Co-evolution with plants on which it thrives in both larval and adult stages gradually developed through time into a dynamic pattern, that while the host plants are at the receiving end, the insect’s feeding habit and life cycle are attuned to a tolerable level. Thus we usually find the insect in areas where this natural relationship exists. If you find the salagubang, and its relative, the salaguinto, in May, farmers are likely to start plowing their fields soon. Farmers are glad to see the beetle come out in May, or as early as April. It is because they can plant earlier which allows for a second crop of vegetables or legumes – or another rice crop.

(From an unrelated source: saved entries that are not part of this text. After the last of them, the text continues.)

Issue #199, opened 2016-01-28
Generate signals


EPashkin:
Generate `pub trait xxxSignals` for classes with "IsA" implementation for classes with children
or direct implimentation for classes without children (same as for "xxxExt" traits).
For both cases generate trampoline function.

Example for ComboBox and TreeSelection: https://github.com/EPashkin/rust-gnome-gtk/tree/signal_sample

gkoz:
I'm still undecided about where exactly the signals belong. If they are generated alongside other functions, perhaps `xxxSignals` traits are unnecessary, just put them into `xxxExt`?

Also we should probably fix `callback_guard!` to not require importing the struct.

EPashkin:
Currently signals trait implemented with bound `IsA<ComboBox> + IsA<Object>`.

gkoz:
Yeah the `IsA<Object>` is required to get `ToGlibPtr<*mut GObject>` but it's harmless as a bound because all objects implement it.

EPashkin:
Other that bound don't see any problem with implementing in `xxxExt` or in same impl for childless class.

gkoz:
Generating correct trampoline signatures might require finishing the `ffi_ng` branch. Eventually I'd like the trampoline signatures to match C exactly (no `f: &Box<Fn(...)>`, but rather cast `user_data: gpointer` to `&Box<Fn(...)>`).

gkoz:
It's worse than that: signal definitions seem routinely omit `c:type` attributes:

```xml
      <glib:signal name="accel-activate" detailed="1">
...
        <parameters>
          <parameter name="acceleratable" transfer-ownership="none">
            <doc xml:space="preserve">the object on which the accelerator was activated</doc>
            <type name="GObject.Object"/>
          </parameter>
          <parameter name="keyval" transfer-ownership="none">
            <doc xml:space="preserve">the accelerator keyval</doc>
            <type name="guint" c:type="guint"/>
          </parameter>
          <parameter name="modifier" transfer-ownership="none">
            <doc xml:space="preserve">the modifier combination of the accelerator</doc>
            <type name="Gdk.ModifierType"/>
          </parameter>
        </parameters>
      </glib:signal>
```

EPashkin:
If it omit only for glib-related types then its not big problem

gkoz:
[...]

PR #206, opened 2016-02-05
Signals

EPashkin:
Part of #199
WIP

I don't planing read these signal attributes as don't see its use now: when, detailed, action, no-recurse, introspectable, no-hooks


gkoz:
So there is `no-recurse`! This is nice. Such signals could take `FnMut` instead of `Fn`.

src/parser.rs
```diff
@@ -13,6 +13,8 @@ use library::*;
 type Reader = EventReader<BufReader<File>>;
 type Attributes = Vec<OwnedAttribute>;
 
+const EMPTY_CTYPE: &'static str = "/*EMPTY*/";
```
gkoz: This is obviously suboptimal but I'm not sure if it's better to have two `Parameter` types or put up with optional `c_type`. Perhaps the composition&`Deref` trick could help here too.

EPashkin: Seems for signals separate classes not needed.
Used 111 types can has "object" c_type, and can filled with it (like `GdkWindow*`) , others 5 is array types and can be processed later.
Full list https://gist.github.com/EPashkin/b13bf3e8e4a6087a8078.
Seems no primitive types without c:type in signals.

EPashkin:
Add signals empty ctypes post detecting

EPashkin:
Made `enumerate` but can't do single pass update due needed `Library::type_` in `c_type_by_type_id`

EPashkin:
Rebased

EPashkin:
@gkoz There really needed type bounds in trampolines?
Its seems unused, and if I remove it in https://github.com/gtk-rs/gtk/blob/master/src/signal.rs#L1041-L1060 `gtk` still builds fine.

gkoz:
Uh-oh. This looks like a giant bug: `T` is not used at all! I think it was supposed to be more like this
```rust
    unsafe extern "C" fn void_trampoline<T>(this: *mut GtkComboBox, f: &Box<Fn(&T) + 'static>)
    where T: IsA<ComboBox> {
        callback_guard!();
        f(&ComboBox::from_glib_none(this).downcast_unchecked());
    }
```

gkoz:
We could make signals first-class types kinda like they used to be in rgtk.

```
unsafe trait Signal<Receiver> {
    type Closure;
    /// ...
}

enum ButtonClicked { }

unsafe impl<O: IsA<Button>> Signal<O> for ButtonClicked {
    type Closure = Fn(&O);
    // ...
}

trait ObjectExt {
    fn connect<S: Signal<Self>>(&self, f: S::Closure) -> u64;
    fn connect_after<S: Signal<Self>>(&self, f: S::Closure) -> u64;
}

button.connect::<ButtonClicked>(|btn| do_something());
```

EPashkin:
IMHO worth to try.

gkoz:
My example wouldn't compile though because `S::Closure` is unsized :( It has to be more complex.

GuillaumeGomez:
Any news on this @EPashkin?

EPashkin:
Sorry, no free time.
Anyway IMHO it don't need in next crate release as will subject of changes.

EPashkin:
Ready for merging.
Some part is not done, but I prefer do it in separate PRs:
1) Versions
2) Configuration (ignore)
3) Remove doubleboxing

GuillaumeGomez:
I think it's better to stop here, it's already a very big PR! Thanks a lot for your work @EPashkin!

EPashkin:
Strange, my generator don't want generate `MenuItem::connect_toggle_size_request`, I don't understand why.

EPashkin:
Now understand, it accept `gpointer` in Gtk-3.0.gir, so we don't know real type.
In https://github.com/gtk-rs/gtk/pull/300 states that it also `int`, not sure that it right.

EPashkin:
https://people.gnome.org/~shaunm/girdoc/C/Gtk.MenuItem.toggle_size_request.html
states that it `int*` not `int`

EPashkin:
@GuillaumeGomez  C-source states also, so it need be fixed (or disabled) in your PR.

EPashkin:
Minor changes in `codegen::signal::bounds` (removed if in match)

GuillaumeGomez:
I'll rmeove them from my PR.

gkoz:
When trying this on `gio` looks like some imports are missing. Funny thing about `gio`: I've only just noticed that we'll need an override to force generation of traits: `Gio-2.0.gir` can't know that `Gtk-3.0.gir` subclasses `Application`.

Do you think we should keep adding the `connect_` methods for now rather than design a generic API?

EPashkin:
Oh, I fully forgot about imports, so it may has problem even in gtk :(
Planned fixing imports after add version and ignore, when updating gtk.

`connect_` has good use with closures. Do not see how it can be replaced.

gkoz:
I'm gravitating toward something like
```rust
widget.connect::<WidgetDeleteEvent>(|this, event| { ... });
```
(eventually `widget.connect::<Widget::DELETE_EVENT>(...);`)

which could take several closure kinds:
```rust
Fn(&T, &Event) -> Inhibit + 'static
Fn(&T, &Event) + 'static
// possibly
Fn(&Event) -> Inhibit + 'static
Fn(&Event) + 'static
// maybe even?
Fn() -> Inhibit + 'static
Fn() + 'static // this one would allow `window.connect::<WidgetDeleteEvent>(gtk::main_quit)`
```

But this might not get fleshed out in a while.

EPashkin:
IMHO approach with `::<` will bad for IDE's (racer) autocomplete function.
Secondly we get some "God" function that also not good.

EPashkin:
Imports is sure problem so this PR still WIP

EPashkin:
Type `GtkBox` conflict with signals in almost all files, can I rename its generated type to 'Box_'?
Or better import `std::boxed::Box` as `Box_` and generate signal with it?

gkoz:
> Type GtkBox conflict with signals in almost all files, can I rename its generated type to Box_?
Or better import std::boxed::Box as Box_ and generate signal with it?

Tough one :( Is it feasible to avoid importing just this one type and always spell it as `::Box`?

EPashkin:
`::Box` work same as just `Box` from gtk. `std::boxed::Box` IMHO too long and working only after `use std;`

gkoz:
If there's no `use Box;`, I believe `Box` should resolve to `::std::boxed::Box` and `::Box` to `::auto::box_::Box`. But this special case it could be too complex to implement.

EPashkin:
You right about both parts: it work but unnecessary complex

EPashkin:
Currently I stay with `use std::boxed::Box as Box_`

gkoz:
Alright, let's look into renaming our `Box` to `Box_`. Reexporting it as `Box` manually should avoid breaking any code.

gkoz:
For reference, I've outlined the way to avoid double-boxing [here](https://github.com/gkoz/gtk-rs-glib/commit/628c541d02e09a37a3282998e3a05319c6060b19) but the significance of the monomorphization cost (how bad it is to generate a copy of each trampoline per closure) is not clear to me and in the best case this feels like premature optimization.

EPashkin:
If we reexporing gtk's `Box` as `Box` to users, then I don't see any reason to rename it internally.

EPashkin:
I currently don't see any problem with many copies for trampolines, this too small anyway.
Also I decide not combine trampolines and generate one trampoline for each signal.

We can do `double-boxing` fix after finishing applying signal generation to Gtk.

gkoz:
> If we reexporing gtk's Box as Box to users, then I don't see any reason to rename it internally.

I was thinking of trying to keep the code idiomatic. Signal bindings are the most fragile it seems and putting speed bumps like `Box_` or `::std::boxed::Box` into that code could make reviewing harder. There's value in everyone knowing that `Box` is what they expect.
At the same time users would have a choice of using `Box_` or `Box` whichever suits them best. But having two names for the struct could be confusing in its own way I suppose.

EPashkin:
Two Boxes mixed almost only in generated code, so IMHO review or Box_\Box dilemma its not problem.

gkoz:
I don't feel strongly about this so okay, let's go with your solution.

src/analysis/signals.rs
```diff
@@ -0,0 +1,76 @@
...
+    let trampoline_name = trampolines::analyze(env, signal, type_tid, in_trait, trampolines,
+                                               &mut used_types, version);
+
+    if trampoline_name.is_some() {
+        for s in used_types {
+            if let Some(i) = s.find("::") {
+                imports.add(&s[..i], version);
+            } else {
+                imports.add(&s, version);
+            }
```
gkoz: There should probably be an `Imports` method, that does this.

EPashkin: You right, this logic better be in one place, even if only 2 uses.

src/codegen/trampoline.rs
```diff
@@ -0,0 +1,147 @@
...
+    } else {
+        ("", " {")
+    };
+
+    let params_str = trampoline_parameters(env, analysis);
+    let func_str = func_string(env, analysis, None::<(&str, &str)>);
+    let ret_str = trampoline_returns(env, analysis);
+
+    try!(version_condition(w, env, analysis.version, false, 0));
+    try!(writeln!(w, "unsafe extern \"C\" fn {}{}({}, f: &Box_<{}>){}{}",
```
gkoz: I'd rather we continued to clean up the extern fns' signatures, put a `gpointer` here and cast it in the body.

EPashkin: Safer do it after gtk has current variant.
Also I plan use `Chunks` here too, so this will be reworked anyway.

EPashkin:
Now we got working version.
Gtk update coming soon.
There still some errors in gtk, I solve it ignoring some signals,
also add issues latter (or update #199)

EPashkin:
Rebased on skip_assert fix

gkoz:
I've only realized this now, almost too late: the generator doesn't know when to translate `bool` to `Inhibit` does it?

EPashkin:
Yes, I don't think about it.

EPashkin:
You mean `Inhibit` in closure return to `gboolean` in trampoline return?

gkoz:
Yes, e.g. generating `RangeExt::connect_change_value` would be a breaking change.

EPashkin:
Added issue, remove generation for Range

EPashkin:
AppVeyor build succeeded

EPashkin:
By way anyone know how do "Hooray" emoji?

mitaa:
http://www.emoji-cheat-sheet.com/

`:tada:`

:tada:

EPashkin:
Thanks. Just don't see it in github help.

Related image7. Cicada sings for rain.

When you hear the shrilling song of cicada (kuliglig), it means the rains have finally arrived. From here we expect the rains to intensify throughout the southeast monsoon or habagat then tapers off in October. The cicada spends its immature or nymph stage in the ground feeding on roots of plants. There are species that complete their life cycle in one year (annual cicada which is most common), two years, and seventeen years (often called seventeen-year old locust). Whatever is the species, the emergence of cicada is at the onset of the rainy season, usually in April or May in most part of the country.

Rain softens the soil and signals the full-grown nymph to get out of its cell. It then climbs to the nearest tree and at some distance from the ground, it metamorphoses into an adult. It is the male cicada that “sings”, which is actually a continuous rapid high-pitched sound - tick-tack-tick-tack… produced by a pair of drums attached on its abdomen. Imagine the lid of a tin can pressed and released in rapid succession. On the other hand, the female cicada is totally mute and her response to a get near a Romeo whose song pleases her.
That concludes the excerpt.